Work required: The response should be exactly the number of lines in the material below that contain the word "same".

Dataset:
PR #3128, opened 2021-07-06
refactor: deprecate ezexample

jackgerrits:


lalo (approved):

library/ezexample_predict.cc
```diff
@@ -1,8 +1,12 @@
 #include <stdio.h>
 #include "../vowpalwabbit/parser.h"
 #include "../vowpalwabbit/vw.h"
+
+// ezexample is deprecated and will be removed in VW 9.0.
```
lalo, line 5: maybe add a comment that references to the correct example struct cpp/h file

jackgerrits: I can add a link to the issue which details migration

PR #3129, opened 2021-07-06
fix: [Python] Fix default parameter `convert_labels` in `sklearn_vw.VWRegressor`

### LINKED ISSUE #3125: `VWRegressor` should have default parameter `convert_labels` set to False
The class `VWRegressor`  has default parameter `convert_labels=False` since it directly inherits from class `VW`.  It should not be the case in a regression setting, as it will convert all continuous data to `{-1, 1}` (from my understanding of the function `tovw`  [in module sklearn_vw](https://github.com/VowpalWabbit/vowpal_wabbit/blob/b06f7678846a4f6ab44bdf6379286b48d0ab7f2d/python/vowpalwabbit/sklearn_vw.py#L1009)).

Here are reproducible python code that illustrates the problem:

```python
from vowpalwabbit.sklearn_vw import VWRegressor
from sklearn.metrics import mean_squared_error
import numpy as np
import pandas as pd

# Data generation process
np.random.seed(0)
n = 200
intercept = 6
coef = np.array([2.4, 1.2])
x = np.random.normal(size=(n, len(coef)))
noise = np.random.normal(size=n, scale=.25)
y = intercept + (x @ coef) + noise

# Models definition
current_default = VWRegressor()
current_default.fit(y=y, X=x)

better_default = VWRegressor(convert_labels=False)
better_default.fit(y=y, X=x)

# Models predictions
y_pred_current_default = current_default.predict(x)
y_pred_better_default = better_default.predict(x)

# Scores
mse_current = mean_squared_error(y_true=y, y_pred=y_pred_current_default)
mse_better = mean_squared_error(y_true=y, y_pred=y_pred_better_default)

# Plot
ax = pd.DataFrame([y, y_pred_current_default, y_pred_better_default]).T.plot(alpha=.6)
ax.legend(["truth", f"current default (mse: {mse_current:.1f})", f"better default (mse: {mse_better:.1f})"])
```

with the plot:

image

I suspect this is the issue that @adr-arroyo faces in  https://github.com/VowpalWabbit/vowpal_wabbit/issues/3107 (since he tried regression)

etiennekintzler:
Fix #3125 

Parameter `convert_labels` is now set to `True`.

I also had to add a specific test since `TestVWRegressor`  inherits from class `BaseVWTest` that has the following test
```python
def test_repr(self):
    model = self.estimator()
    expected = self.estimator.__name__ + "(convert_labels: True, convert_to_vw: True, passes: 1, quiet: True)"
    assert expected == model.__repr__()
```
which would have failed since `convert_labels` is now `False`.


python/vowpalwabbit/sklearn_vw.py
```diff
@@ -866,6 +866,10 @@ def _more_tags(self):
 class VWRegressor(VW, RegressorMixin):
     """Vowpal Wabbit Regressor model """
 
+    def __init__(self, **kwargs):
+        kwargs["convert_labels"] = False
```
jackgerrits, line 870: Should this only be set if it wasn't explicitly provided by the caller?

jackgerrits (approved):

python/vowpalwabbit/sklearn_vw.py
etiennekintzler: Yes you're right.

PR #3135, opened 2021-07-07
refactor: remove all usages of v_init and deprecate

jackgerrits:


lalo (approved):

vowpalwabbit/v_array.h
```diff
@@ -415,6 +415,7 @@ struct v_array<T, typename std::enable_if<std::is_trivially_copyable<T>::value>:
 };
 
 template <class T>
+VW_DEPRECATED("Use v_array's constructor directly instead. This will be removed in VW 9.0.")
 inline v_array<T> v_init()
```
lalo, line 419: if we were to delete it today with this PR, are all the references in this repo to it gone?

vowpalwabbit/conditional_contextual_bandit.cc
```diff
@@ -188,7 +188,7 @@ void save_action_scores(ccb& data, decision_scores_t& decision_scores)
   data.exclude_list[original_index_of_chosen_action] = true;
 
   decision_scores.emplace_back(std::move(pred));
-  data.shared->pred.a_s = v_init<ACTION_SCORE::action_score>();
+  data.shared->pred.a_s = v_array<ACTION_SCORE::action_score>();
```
* * *
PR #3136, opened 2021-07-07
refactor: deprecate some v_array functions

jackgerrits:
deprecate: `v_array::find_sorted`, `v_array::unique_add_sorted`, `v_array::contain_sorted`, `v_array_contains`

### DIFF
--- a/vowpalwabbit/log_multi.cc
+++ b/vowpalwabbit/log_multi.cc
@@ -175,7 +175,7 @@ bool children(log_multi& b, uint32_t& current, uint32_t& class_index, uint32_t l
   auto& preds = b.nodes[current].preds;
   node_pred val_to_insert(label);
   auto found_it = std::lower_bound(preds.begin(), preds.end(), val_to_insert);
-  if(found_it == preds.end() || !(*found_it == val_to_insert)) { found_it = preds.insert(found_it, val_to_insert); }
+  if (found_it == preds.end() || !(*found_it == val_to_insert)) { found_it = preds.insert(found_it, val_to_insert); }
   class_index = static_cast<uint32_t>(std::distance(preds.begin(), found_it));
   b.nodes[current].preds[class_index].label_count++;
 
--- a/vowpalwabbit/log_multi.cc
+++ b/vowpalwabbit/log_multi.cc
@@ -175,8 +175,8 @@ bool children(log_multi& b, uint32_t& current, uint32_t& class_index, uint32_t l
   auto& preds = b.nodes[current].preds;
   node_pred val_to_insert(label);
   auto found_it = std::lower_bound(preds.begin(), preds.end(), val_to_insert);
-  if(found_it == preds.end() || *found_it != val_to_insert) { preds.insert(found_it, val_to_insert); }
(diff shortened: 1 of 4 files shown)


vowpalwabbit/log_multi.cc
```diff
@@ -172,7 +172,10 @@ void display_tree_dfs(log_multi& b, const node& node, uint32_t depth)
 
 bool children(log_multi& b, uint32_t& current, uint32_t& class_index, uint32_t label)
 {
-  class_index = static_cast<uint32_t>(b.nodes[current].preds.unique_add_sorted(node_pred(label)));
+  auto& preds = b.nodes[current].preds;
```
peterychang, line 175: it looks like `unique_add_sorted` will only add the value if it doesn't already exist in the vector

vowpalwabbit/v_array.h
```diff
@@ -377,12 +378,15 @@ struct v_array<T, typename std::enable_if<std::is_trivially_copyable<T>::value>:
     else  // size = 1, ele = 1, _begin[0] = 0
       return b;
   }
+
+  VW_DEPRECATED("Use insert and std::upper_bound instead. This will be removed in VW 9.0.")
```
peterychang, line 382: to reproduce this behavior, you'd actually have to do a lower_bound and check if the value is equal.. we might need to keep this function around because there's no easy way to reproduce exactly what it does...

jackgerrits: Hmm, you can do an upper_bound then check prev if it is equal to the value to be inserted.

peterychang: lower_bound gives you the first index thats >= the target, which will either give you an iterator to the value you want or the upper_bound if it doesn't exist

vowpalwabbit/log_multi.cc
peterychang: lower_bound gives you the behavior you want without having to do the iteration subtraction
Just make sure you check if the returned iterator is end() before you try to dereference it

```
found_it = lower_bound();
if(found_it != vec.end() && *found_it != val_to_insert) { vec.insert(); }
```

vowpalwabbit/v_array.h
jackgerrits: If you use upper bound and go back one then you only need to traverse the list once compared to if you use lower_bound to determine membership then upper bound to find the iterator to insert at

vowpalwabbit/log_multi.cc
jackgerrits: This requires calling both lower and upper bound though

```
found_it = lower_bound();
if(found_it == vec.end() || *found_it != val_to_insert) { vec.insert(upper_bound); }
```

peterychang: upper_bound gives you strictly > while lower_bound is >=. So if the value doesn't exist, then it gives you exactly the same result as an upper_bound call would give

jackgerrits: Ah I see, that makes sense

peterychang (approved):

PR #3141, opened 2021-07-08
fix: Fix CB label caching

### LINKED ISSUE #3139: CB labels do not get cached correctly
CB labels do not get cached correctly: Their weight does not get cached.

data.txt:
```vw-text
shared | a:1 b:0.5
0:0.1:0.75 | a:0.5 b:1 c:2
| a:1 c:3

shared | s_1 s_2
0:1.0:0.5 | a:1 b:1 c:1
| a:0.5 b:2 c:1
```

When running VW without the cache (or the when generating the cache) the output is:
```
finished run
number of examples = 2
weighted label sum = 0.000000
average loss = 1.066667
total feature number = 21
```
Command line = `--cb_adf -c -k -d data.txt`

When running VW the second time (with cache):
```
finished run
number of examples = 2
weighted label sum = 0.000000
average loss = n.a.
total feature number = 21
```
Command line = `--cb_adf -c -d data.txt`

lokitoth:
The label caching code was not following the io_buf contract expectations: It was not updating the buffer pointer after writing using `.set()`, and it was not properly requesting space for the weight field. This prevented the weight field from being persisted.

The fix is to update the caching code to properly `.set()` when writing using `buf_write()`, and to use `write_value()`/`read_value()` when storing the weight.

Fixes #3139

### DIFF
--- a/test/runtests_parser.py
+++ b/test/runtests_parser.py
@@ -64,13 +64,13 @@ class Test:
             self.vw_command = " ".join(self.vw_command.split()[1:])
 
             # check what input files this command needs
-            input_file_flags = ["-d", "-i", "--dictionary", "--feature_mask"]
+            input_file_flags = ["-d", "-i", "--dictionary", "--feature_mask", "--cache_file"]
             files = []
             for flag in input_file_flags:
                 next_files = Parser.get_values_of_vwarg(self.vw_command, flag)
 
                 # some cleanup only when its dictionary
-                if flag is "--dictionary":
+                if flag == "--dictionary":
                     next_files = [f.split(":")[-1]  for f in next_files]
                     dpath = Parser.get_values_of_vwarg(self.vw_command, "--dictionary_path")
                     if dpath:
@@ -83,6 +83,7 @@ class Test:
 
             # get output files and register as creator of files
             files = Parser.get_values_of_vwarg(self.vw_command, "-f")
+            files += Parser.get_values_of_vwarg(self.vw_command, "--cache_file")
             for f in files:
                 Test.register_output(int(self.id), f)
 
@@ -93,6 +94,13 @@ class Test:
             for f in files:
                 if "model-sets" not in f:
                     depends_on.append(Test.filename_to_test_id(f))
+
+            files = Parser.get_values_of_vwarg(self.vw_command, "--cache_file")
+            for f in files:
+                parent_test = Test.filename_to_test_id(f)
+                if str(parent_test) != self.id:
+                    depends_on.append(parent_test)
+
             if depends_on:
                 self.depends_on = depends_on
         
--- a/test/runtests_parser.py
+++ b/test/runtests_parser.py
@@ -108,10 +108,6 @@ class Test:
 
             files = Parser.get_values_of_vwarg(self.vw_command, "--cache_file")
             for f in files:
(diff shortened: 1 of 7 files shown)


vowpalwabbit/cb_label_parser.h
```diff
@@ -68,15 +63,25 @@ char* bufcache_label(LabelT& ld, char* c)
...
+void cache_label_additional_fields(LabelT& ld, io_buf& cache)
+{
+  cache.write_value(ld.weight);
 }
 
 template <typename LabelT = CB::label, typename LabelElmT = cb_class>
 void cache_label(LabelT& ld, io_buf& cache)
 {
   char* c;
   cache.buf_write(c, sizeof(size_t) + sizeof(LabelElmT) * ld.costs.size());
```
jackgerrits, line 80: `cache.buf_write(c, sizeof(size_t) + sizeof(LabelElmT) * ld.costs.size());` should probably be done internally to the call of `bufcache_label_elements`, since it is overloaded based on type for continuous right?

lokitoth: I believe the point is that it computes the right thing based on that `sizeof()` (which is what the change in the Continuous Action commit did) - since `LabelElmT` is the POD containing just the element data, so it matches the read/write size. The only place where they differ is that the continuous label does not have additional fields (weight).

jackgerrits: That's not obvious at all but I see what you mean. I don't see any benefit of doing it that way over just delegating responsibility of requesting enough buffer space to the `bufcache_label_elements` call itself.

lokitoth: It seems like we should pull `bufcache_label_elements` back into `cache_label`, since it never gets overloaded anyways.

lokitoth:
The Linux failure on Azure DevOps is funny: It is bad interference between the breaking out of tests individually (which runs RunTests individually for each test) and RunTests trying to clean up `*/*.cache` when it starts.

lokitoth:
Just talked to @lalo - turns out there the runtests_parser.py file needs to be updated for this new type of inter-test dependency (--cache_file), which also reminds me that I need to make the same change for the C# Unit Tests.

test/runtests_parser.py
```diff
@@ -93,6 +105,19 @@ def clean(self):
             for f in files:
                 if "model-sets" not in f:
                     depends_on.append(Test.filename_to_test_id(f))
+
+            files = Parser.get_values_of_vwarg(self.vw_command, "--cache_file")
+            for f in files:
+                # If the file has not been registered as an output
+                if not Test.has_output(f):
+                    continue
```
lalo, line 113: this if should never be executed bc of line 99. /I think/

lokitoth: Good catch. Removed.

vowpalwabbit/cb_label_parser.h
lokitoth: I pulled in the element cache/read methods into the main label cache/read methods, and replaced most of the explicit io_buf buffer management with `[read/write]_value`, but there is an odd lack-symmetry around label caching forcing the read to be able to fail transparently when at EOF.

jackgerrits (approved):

Task response: 2